### DATA EXCERPTS
....................

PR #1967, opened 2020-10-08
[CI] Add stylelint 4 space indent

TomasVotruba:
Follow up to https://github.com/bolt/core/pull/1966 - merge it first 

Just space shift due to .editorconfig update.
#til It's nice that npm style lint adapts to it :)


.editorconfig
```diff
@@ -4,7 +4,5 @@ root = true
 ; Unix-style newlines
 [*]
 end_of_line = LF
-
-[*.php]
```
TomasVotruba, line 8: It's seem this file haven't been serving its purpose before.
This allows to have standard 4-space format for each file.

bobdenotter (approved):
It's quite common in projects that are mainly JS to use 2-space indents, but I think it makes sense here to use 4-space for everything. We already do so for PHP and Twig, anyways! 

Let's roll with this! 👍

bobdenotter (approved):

....................

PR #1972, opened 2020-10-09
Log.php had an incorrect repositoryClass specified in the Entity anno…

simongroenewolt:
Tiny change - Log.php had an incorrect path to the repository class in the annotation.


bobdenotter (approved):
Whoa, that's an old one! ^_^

....................

### YOUR TASK
For this task, copy every line of the material in which "TomasVotruba" appears.

### YOUR SOLUTION
TomasVotruba:
TomasVotruba, line 8: It's seem this file haven't been serving its purpose before.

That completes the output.